Your try is good though. I feel that in a specific situation such as donating and award-chasing, 'likely' should be broadened a bit to suit Chinese.


----------



## GamblingCamel

Very interesting, Lamb. It's definitely a more roundabout style.


----------



## xiaolijie

Lamb67 said:


> *likely donor* 乐善好施是他的品格，所以这回他一定还要捐赠。
> *likely recipients* 种种迹象说明他们可能获奖，perhaps this sort of roundabout way is better.
> 
> Your try is good though. I feel that in a specific situation such as donating and award-chasing, 'likely' should be broadened a bit to suit Chinese.


Thanks Lamb, but I'm looking specifically for "likely" as an adjective modifying a noun, just as in "likely donors/ recipients". For example, how do we say in Chinese _"a meeting between likely donors and recipients will soon be held"_ ?


----------



## Lamb67

I think in combining them together the answer would be more definite now.
Likely here would be the equivalent of in the future, upcoming etc.-未来的。

Previously my roundabout way is chosen is because to Chinese mind at least, likely needs to be given a reason before it can be understandable.Why does he/she do such extraordinary things such as donating or is considered to be worthy of an award?

可能的受助人 is a likely recipient of a charity;可能的获奖人 is a likely recipient of an award.

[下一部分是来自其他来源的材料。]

PR #21787, opened 2026-09-21
Add LTS policy to public-facing docs

guineveresaenger:
Fixes https://linear.app/pulumi/issue/PVD-4015/update-public-docs. 

This is part of the policy rollout for long-term support on select providers.


CamSoper:
@claude #new-review

CamSoper:
@claude #new-review

CamSoper:
@claude #new-review

The earlier review runs on this PR errored because of bugs in the review pipeline, not anything in this PR. Those are fixed in #21791, and I merged master into this branch so the fix applies here. Re-running the review from scratch.

content/docs/support/provider-support-policy.md
```diff
@@ -0,0 +1,75 @@
...
+        weight: 3
+        identifier: support-provider-support-policy
+---
+
+Pulumi actively maintains the latest released major version of every provider it publishes.
+For a set of widely used providers, Pulumi also ships security updates for the previous major version for up to 12 months, or until the next major version is released, whichever comes first.
+
+## Providers covered
+
+- `pulumi-aws`
```
jkodroff: These should be links to the providers in the Registry and use the package names rather than the repository names. Users don't generally know the repository names.

content/docs/support/provider-support-policy.md
```diff
@@ -0,0 +1,75 @@
...
+- `pulumi-azure-native`
+- `pulumi-azuread`
+- `pulumi-command`
+- `pulumi-docker-build`
+- `pulumi-gcp`
+- `pulumi-kubernetes`
+- `pulumi-tls`
+- `pulumi-vault`
+
+## What ships on the long-term support branch
```
jkodroff:
```suggestion
## What ships on the long-term support (LTS) branch
```

Add the acronym here since we use it below and leave it to the user to figure out what it stands for.

content/docs/support/provider-support-policy.md
```diff
@@ -0,0 +1,75 @@
...
+
+- Fixes for CVEs affecting the provider's code or its direct dependencies.
+- Fixes for broken internal infrastructure on the LTS branch needed to ship the above.
+
+An LTS release does not contain:
+
+- New upstream API versions.
+- New resources or new resource properties.
+- Performance improvements.
+- Non-security bug fixes, including customer-reported bugs.
```
jkodroff:
```suggestion
- Non-security bug fixes.
```

I think we can just leave it as "bug fixes".

content/docs/support/provider-support-policy.md
```diff
@@ -0,0 +1,75 @@
...
+- Compatibility with newer versions of the Pulumi engine, the Pulumi SDKs, or language runtimes.
```
jkodroff: This is framed like it might not be backwards compatible, which I do not think is what we mean here. What I think we mean here is "it may not take advantage of new features in the CLI or SDK".

content/docs/support/provider-support-policy.md
```diff
@@ -0,0 +1,75 @@
...
+
+### Engine support
+
+Providers will be compatible with the version of Pulumi they were frozen at unless otherwise prompted via security fixes.
```
jkodroff, line 47: This can be combined into the previous section - it's part of the same "contract" we're setting.

content/docs/support/provider-support-policy.md
```diff
@@ -0,0 +1,75 @@
...
+
+At any time, exactly one major version of a covered provider is the LTS version. Older majors receive no patches.
+
+| Support phase | Which version | Duration | What ships |
+| --- | --- | --- | --- |
+| **Current major (N)** | The latest released major. If v3 is the newest release, v3 is N. | Until the next major, N+1, ships. | New features, new resources, bug fixes, security patches, dependency upgrades, and new upstream API versions. |
+| **Long-term support (N−1)** | The major immediately before the current one. If v3 is N, then v2 is N−1. | Up to 12 months from the general availability of N, or until N+1 ships, whichever comes first. | Security updates in the provider's code or its direct dependencies. |
+| **End of life (N−2 and older)** | Every older major. | — | Nothing. |
+
+### What the policy guarantees
```
jkodroff, line 49: This duplicates the previous section. (Feels like we're belaboring the point.)

content/docs/support/provider-support-policy.md
```diff
@@ -0,0 +1,75 @@
...
+
+- Exactly one long-term support major exists per provider at any time.
+- When N+1 ships, it becomes the new N, and the old N becomes the new LTS major.
+  The old long-term support major reaches end of life on the same day, regardless of how much of its 12-month window remained.
+- Within the long-term support major, only the latest minor version receives patches. Earlier minors are frozen.
+
+## How to consume LTS releases
+
+- LTS releases follow the same distribution channels as current-major releases (i. e. the relevant SDK package registries for each language), but are tagged differently.
```
jkodroff:
```suggestion
- LTS releases are available through the same distribution channels as current-major releases: standard language package feeds like https://npmjs.org, PyPI, etc.
```

content/docs/support/provider-support-policy.md
```diff
@@ -0,0 +1,75 @@
...
+
+Providers will be compatible with the version of Pulumi they were frozen at unless otherwise prompted via security fixes.
+
+## Summary
+
+At any time, exactly one major version of a covered provider is the LTS version. Older majors receive no patches.
+
+| Support phase | Which version | Duration | What ships |
+| --- | --- | --- | --- |
+| **Current major (N)** | The latest released major. If v3 is the newest release, v3 is N. | Until the next major, N+1, ships. | New features, new resources, bug fixes, security patches, dependency upgrades, and new upstream API versions. |
```
jkodroff: This table can be simplified. If we want to provide an example, we can do that in a sentence or bullet point or two.

content/docs/support/provider-support-policy.md
guineveresaenger: The provider at this version may not work with more modern versions of the engine. That _can_ happen. You may need to use an older version of the engine.

content/docs/support/provider-support-policy.md
guineveresaenger: I moved the summary to the end (where it should be).

guineveresaenger:
Blocked until explicit approval from Product

tyler-dunkel:
@guineveresaenger as this is a public repo, can we link the public GitHub issue as opposed to our linear one?

content/docs/support/provider-support-policy.md
```diff
@@ -0,0 +1,75 @@
...
+        weight: 3
+        identifier: support-provider-support-policy
+---
+
+Pulumi actively maintains the latest released major version of every provider it publishes.
+For a set of widely used providers, Pulumi also ships security updates for the previous major version for up to 12 months, or until the next major version is released, whichever comes first.
+
+## Providers covered
+
+- [`pulumi-aws`](/registry/packages/aws/)
```
jkodroff:
```suggestion
- [AWS](/registry/packages/aws/)
```

(Similarly for the others in this list - use the package name instead of the repo name.)

content/docs/support/provider-support-policy.md
```diff
@@ -0,0 +1,75 @@
...
+        name: Provider support policy
+        parent: support-home
+        weight: 3
+        identifier: support-provider-support-policy
+---
+
+Pulumi actively maintains the latest released major version of every provider it publishes.
+For a set of widely used providers, Pulumi also ships security updates for the previous major version for up to 12 months, or until the next major version is released, whichever comes first.
+
+## Providers covered
```
jkodroff, line 17: The section header plus the intro doesn't make it clear that there are 2 categories of provider support.

I would do something like:

- Introduce the concept of long-term support (LTS) in the intro.
- Explain in this section header that this is the list of providers covered by LTS. (Just giving the header with no intro paragraph to explain what the list is feels a little too terse.)

content/docs/support/provider-support-policy.md
```diff
@@ -0,0 +1,75 @@
...
+
+## Summary
+
+At any time, exactly one major version of a covered provider is the LTS version. Older majors receive no patches. **N** is the latest released major version: if v3 is the newest release, then v3 is N, v2 is N−1, and v1 and earlier are end of life.
+
+| Support phase | Duration | What ships |
+| --- | --- | --- |
+| **Current major (N)** | Until N+1 ships. | New features, new resources, bug fixes, security patches, dependency upgrades, and new upstream API versions. |
+| **Long-term support (N−1)** | Up to 12 months from N's release, or until N+1 ships. | Security updates in the provider's code or its direct dependencies. |
+| **End of life (N−2 and older)** | — | Nothing. |
```
jkodroff: "nothing" is too harsh and recalls an angry Willy Wonka. Suggest making this bullet points instead of a table since it's not that data heavy. We can just say "Older versions are not supported and will not receive updates" to soften the language.

content/docs/support/provider-support-policy.md
guineveresaenger: What exactly isn't clear? 
"For a set of widely used providers, Pulumi also ships" --> "Providers covered".

I'm not sure I understand what's missing.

By your choice of a direct translation, the Chinese version would sound like a 50-50 situation, while by my roundabout way, with a reason assumed, would sound more or less like a definite.


----------



## xiaolijie

Thank you Lamb, you're right and I also know about rephrasing to get the best effect but sometimes, as in the example above, I feel that rephrasing may make the sentence long-winded, clumsy-sounding. The idea however appears to be very simple: _a fund is to be set up and therefore a meeting between likely donors and receivers of this fund is going to be held_. For now, 可能的 seems to be the best candidate for "likely" and I only want to see if we can come up with something better.

Cheers,


----------



## Lamb67

With a meeting coming up here, the' likely' part would sound more certain than what your OP may suggest.
The rephrasing we have just seen, is actually functioning as a missing context if you want. The word likely is becoming more and more easier to translate in a context - a cliche.


----------



## viajero_canjeado

小理解你好。 What do you think about the word "預料的"？


----------



## xiaolijie

I should be the one to ask and not the one to answer . Anyway, it seems fine to me as an English speaker but I also know from experience that something looks fine to us does not necessarily look fine to native speakers, so I'd normally ask them to confirm when I have got a chance.
BTW, 未来的 in the post above doesn't seem ok to me, because it assumes these donors and recipients are definite rather than just probable.


----------



## swim4life

When "likely" used only before noun, it means as suitable or almost certain to produce good results. In Chinese, it means "最有可能" or "极有可能". For example, a likely candiate: 极有可能当选的候选人。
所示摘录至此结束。